1 The right to be loved without having to earn it

2 The right to be protected without having to deserve it

3 The right to feel valuable, even if you came into the world with nothing

4 The right to be listened to without having to be interesting

5 The right to be read a bedtime story, without having to compete with the evening news

6 The right to an education without having to dodge bullets at school

7 The right to be thought of as adorable (even if you have a face only a mother could love)

Present day Haiti is a small spot on the map of the Americas. Since the 2010 earthquake that killed more than 130,000 people and reduced the capital city of PAP to ruble, media images of Haiti demonstrate the country's poverty, environmental problems and endemic political turmoil.

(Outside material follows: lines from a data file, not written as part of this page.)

PR #4042, opened 2024-12-28
Use raw image format by default for block devices

pevogam:
Not providing a default behavior leads to use of variable without a value and thus cryptic errors regarding the simple fact that we have to provide an image format. It is also not recommended in any conditionals as it leads to undefined behaviors. Finally, in the case of multiple images we may have "image_format=" to use empty string which should be handled similarly to None (lack of any image_format parameter) or generally as the comment suggests to a meaningful default behavior.

### DIFF
--- a/virttest/qemu_devices/qcontainer.py
+++ b/virttest/qemu_devices/qcontainer.py
@@ -2563,9 +2563,11 @@ class DevContainer(object):
                 format_cls = qdevices.QBlockdevFormatLuks
             elif imgfmt == "nvme":
                 format_cls = qdevices.QBlockdevFormatRaw
-            elif imgfmt is None:
-                # use RAW type as the default
+            elif imgfmt is None or imgfmt == "":
+                # use RAW type as the default (None or empty string)
                 format_cls = qdevices.QBlockdevFormatRaw
+            else:
+                raise ValueError(f"Unsupported image format: {imgfmt}")
 
             protocol_node = protocol_cls(name)
             devices.append(protocol_node)


pevogam:
@luckyh @YongxueHong I hope this is an improvement, it definitely helped us.

virttest/qemu_devices/qcontainer.py
```diff
@@ -2563,8 +2563,8 @@ def define_hbas(
                 format_cls = qdevices.QBlockdevFormatLuks
             elif imgfmt == "nvme":
                 format_cls = qdevices.QBlockdevFormatRaw
-            elif imgfmt is None:
-                # use RAW type as the default
+            else:
+                # use RAW type as the default (None, empty string, or else)
```
YongxueHong, line 2567: Hi @pevogam 
Thank you for pointing this out. Based on your commit message, it seems we didn’t account for the empty string case.
To address this, we could add a condition like `imgfmt == ""` or use `elif not imgfmt` to handle the both cases.
For other values of `imgfmt`, we should avoid providing a default type since the user has already specified the format. Instead, we can handle unsupported formats by raising an error in the else block:
`raise ValueError(f"Unsupported image format: {imgfmt}.")`
Let me know your thoughts on this approach. Thank you!

pevogam: > For other values of imgfmt, we should avoid providing a default type since the user has already specified the format. 

Interesting I thought we specify all possible formats in the above conditionals? Can you give an example of such a format that we don't have to handle above but is also not the default raw format?

YongxueHong: > > For other values of imgfmt, we should avoid providing a default type since the user has already specified the format.
> 
> Interesting I thought we specify all possible formats in the above conditionals? Can you give an example of such a format that we don't have to handle above but is also not the default raw format?

We've handled almost all formats, but there's an edge case where the user might mistakenly specify an unsupported image format. In such cases, we can't use the default image format, as it wouldn't make sense and could introduce a logical error. This could potentially cause issues.
On the other hand, based on my understanding, we don't have sufficient evidence to justify using the raw format as the default for the 'else' image. Instead, we can ensure that it properly handles None and empty cases, since the user likely doesn't care about the image format. In such cases, we could provide a default image format.
Thanks.

pevogam: Ok, I see and what you say makes sense. Pushed with the changes.

YongxueHong (approved):

PR #4044, opened 2024-12-29
Add the virtiofs element of openfiles

iccaszhulili:


Yingshun (dismissed):

virttest/libvirt_xml/devices/filesystem.py
```diff
@@ -77,6 +78,7 @@ class Binary(base.base.LibvirtXMLBase):
             "lock_posix",
             "flock",
             "thread_pool_size",
+            "open_files",
```
Yingshun, line 81: Is it better to rename it to 'openfiles_max'? The naming format needs to be consistent with other variables I think. What do you think?

iccaszhulili: @Yingshun Updated. Thanks.

Yingshun (approved):

chloerh (approved):

PR #4045, opened 2024-12-30
QEMU_VM: Add nic_extra_param_types support

heywji:
Add nic_extra_param_types params support for nic_extra_params to optimize virtio-net QEMU cmdline type handling.

ID: 3269

Signed-off-by: wji <wji@redhat.com>

### DIFF
--- a/virttest/qemu_vm.py
+++ b/virttest/qemu_vm.py
@@ -740,11 +740,24 @@ class VM(virt_vm.BaseVM):
                     dev.parent_bus = pci_bus
                     dev.set_param("addr", pci_addr)
                 if nic_extra_params:
+                    nic_extra_params_type = dict(
+                        eval(self.params.get("nic_extra_params_type", {}))
+                    )
                     nic_extra_params = (
                         _.split("=", 1) for _ in nic_extra_params.split(",") if _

As I mentioned in the beginning of my speech, two hundred years have passed since Toussaint Louverture freed the slaves, yet in my humble opinion their heirs, their grandsons, are still not fully free. They are not yet freed from the bonds of injustice. They are not yet freed from social and economic oppression. And this nation, for all its hopes and aspirations, will not be fully free until all its citizens are properly educated.

In my estimation, this was the greatest problem of the Haitian Revolution. Half a million slaves were freed but without education there were no people in the resultant hierarchy to develop the economy, to enact government policies and build a stable society.

The poor baby born in Haiti today, has about one-tenth as much chance of completing a high school as a rich baby born in the same place on the same day. There is a 78% chance they will be born into a family earning less than US$2 a day, and a 54% chance they will live in extreme poverty, which is globally recognised as living in a family earning less than US$1 a day.

·       80 out of 1,000 Haitian children never see their first birthday.

·       50% of primary school age children are not enrolled in school.

·       33% of girls over six will never go to school.

·       30% of children attending primary school will not make it to third grade;

·       60% will abandon school before sixth grade.

Less than 40% of non-public schools are accredited.

·       Only 15% of teachers at the primary level have basic teacher qualifications

·       Nearly 25% of teachers have never even attended secondary school.

Less than 20% of schools have electricity; 39% have potable water; 15% have a library.

Not every child has an equal talent or an equal ability or equal motivation, but they should have the equal right to develop their talent and their ability and their motivation, to make something of themselves.

Many believe there is nothing one man or one woman can do against the vast problems of this island, which in reality has failed to live up to the promises of equality or freedom. They look at an island with a long history of coups, dictatorships and foreign interventions with them memories of slavery hanging not to far away in the surrounding ethos. In the words of the late Robert Kennedy many of the world's great movements, of thought and action, have flowed from the work of a single person. A young monk began the Protestant reformation; a young woman reclaimed the territory of France; a young Italian explorer discovered the New  World, and Thomas Jefferson was only 32 when he claimed that "all men are created equal." These people changed the world, and I believe that Bishop Dorcilien and his wife Gladys have the greatness to change the history of this island.

The future does not belong to those who are content with today, apathetic toward common problems and their fellow man alike, timid and fearful in the face of new ideas and bold projects. Rather it will belong to those who can blend vision, reason and courage in a personal commitment to the ideals and great enterprises of a new society.